Stored data entries:
--------

PR #16686, opened 2025-01-02
CAMEL-21352: extend camel smb

jonomorris:
# Description

Expand the options available to the SMB consumer and producer by extending `GenericFile` classes. 

A number of additional consumer and producer options are now supported including  'move', 'preMove', 'moveFailed', 'readLock', 'readLockTimeout', 'delete', 'include', 'exclude', 'includeExt', 'excludeExt', 'filter', 'localWorkDirectory', 'sortBy', 'maxMessagesPerPoll', 'maxDepth', 'minDepth', 'sorter', 'maxMessagesPerPoll', 'eagerMaxMessagesPerPoll', 'idempotentKey',  and more.

# Target

# Tracking


components/camel-smb/src/main/java/org/apache/camel/component/smb2/Smb2Configuration.java
```diff
@@ -44,18 +51,26 @@ public class Smb2Configuration extends GenericFileConfiguration {
     private String password;
     @UriParam(label = "security", description = "The user domain")
     private String domain;
+    @UriParam(defaultValue = "*.txt", description = "The search pattern used to list the files")
```
davsclaus, line 54: I dont think we should only include txt files, it should be all files.

jonomorris: Makes sense, now includes all files.

davsclaus (approved):

gansheer (approved):

orpiske:
I am curious about why adding an entirely new component instead of refactoring the existing one.

orpiske (changes requested):
Overall, LGTM, but I am curious about the point I added above (i.e: adding a new component). 

IMHO, Camel is already far too bloated and, if we could adjust what we have, that would be better.

davsclaus:
This is not the final work. We will delete the old and rename to smb when its ready.
If this is already the case then @jonomorris you are welcome to do that.

orpiske:
> This is not the final work. We will delete the old and rename to smb when its ready. If this is already the case then @jonomorris you are welcome to do that.

Ah, got it, thanks for the explanation!

That sounds OK to me, but let's make sure we do it in one step so not to mess the git history (i.e.: so we can easily trace back to its origins, changes, and bisect things).

orpiske:
> > This is not the final work. We will delete the old and rename to smb when its ready. If this is already the case then @jonomorris you are welcome to do that.
> 
> Ah, got it, thanks for the explanation!
> 
> That sounds OK to me, but let's make sure we do it in one step so not to mess the git history (i.e.: so we can easily trace back to its origins, changes, and bisect things).

Actually, forget that. It's not that old and so not much to lose. Feel free to do it as you seem fit.

orpiske (approved):

jonomorris:
@davsclaus I'd be happy to delete the old and rename to smb.  Would you like that done in this PR?

davsclaus:
> @davsclaus I'd be happy to delete the old and rename to smb. Would you like that done in this PR?

Yes that would be good

jonomorris:
@davsclaus I've moved smb2 to smb now.  Thanks.

davsclaus:
okay so its ready to merge

davsclaus:
okay I am going to merge this over to main, and regen CSB

davsclaus:
@jonomorris we need to update the 4.10 upgrade guide about camel-smb is refactored to allow users to be aware.

davsclaus:
@jonomorris its merged to main now, great work, and a lot of tests.

I have these errors locally, not sure if you see that too
```
[ERROR] Failures:
[ERROR]   SmbConsumerPartialReadNoPathIT.testSmbSimpleConsumeAbsolute mock://result Body of message: 0. Expected: <Hello World> but was: <24483
>
[ERROR]   SmbRecursiveMaxDepthIT.testDirectoryTraversalDepth mock://received_send Body of message: 0. Expected: <Goodday> but was: <World>
[ERROR]   SmbRecursiveMinDepthIT.testDirectoryTraversalDepth mock://received_send Body of message: 0. Expected: <Hello> but was: <Goodday>
[INFO]
[ERROR] Tests run: 58, Failures: 3, Errors: 0, Skipped: 0
```

jonomorris:
@davsclaus  that's great, thanks.  I'll review those test cases,  they pass locally.  Will also add some notes to the upgrade guide.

--------

- WHAT YOU ARE ASKED TO DO: Go through the records above and count every line that includes "explanation". Give the number and nothing else.

- YOUR SOLUTION: 2